__Your goal__. Transcribe the listing below only from the line with "PR #880, opened 2023-08-30" up to and including the line with "Fix dRICH track".

__Task inputs__.
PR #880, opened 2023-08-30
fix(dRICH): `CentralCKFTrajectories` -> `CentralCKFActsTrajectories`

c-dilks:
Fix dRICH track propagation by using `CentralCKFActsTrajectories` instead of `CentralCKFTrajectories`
...
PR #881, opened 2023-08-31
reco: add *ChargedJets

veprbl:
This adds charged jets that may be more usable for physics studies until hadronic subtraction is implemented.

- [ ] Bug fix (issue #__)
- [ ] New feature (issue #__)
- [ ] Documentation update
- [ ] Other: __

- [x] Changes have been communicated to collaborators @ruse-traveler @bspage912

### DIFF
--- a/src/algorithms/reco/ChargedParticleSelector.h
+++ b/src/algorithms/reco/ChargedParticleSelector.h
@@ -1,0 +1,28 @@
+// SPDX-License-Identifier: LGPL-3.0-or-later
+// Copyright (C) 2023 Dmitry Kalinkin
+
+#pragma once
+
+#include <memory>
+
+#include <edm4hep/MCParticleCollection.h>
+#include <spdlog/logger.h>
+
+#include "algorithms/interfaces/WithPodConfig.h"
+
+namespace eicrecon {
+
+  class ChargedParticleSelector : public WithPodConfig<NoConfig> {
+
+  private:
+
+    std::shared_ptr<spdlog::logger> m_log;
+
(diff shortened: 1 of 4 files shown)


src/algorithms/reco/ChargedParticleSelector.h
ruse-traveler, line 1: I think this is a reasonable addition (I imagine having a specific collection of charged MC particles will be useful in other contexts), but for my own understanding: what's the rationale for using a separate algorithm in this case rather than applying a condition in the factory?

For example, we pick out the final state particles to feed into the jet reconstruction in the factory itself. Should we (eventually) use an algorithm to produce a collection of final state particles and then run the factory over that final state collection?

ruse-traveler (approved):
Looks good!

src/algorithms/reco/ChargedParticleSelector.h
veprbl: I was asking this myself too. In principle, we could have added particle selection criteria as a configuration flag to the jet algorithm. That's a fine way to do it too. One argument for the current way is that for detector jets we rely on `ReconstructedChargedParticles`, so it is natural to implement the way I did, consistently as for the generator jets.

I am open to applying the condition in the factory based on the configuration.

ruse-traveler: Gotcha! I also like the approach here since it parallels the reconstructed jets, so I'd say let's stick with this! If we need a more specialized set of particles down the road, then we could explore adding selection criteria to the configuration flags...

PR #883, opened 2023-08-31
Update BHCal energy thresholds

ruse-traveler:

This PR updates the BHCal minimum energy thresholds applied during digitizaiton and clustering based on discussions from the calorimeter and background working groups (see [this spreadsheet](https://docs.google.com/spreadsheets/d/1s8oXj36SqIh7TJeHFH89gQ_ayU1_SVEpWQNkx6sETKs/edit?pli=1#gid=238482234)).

__Task result__.
PR #880, opened 2023-08-30
fix(dRICH): `CentralCKFTrajectories` -> `CentralCKFActsTrajectories`

c-dilks:
Fix dRICH track propagation by using `CentralCKFActsTrajectories` instead of `CentralCKFTrajectories`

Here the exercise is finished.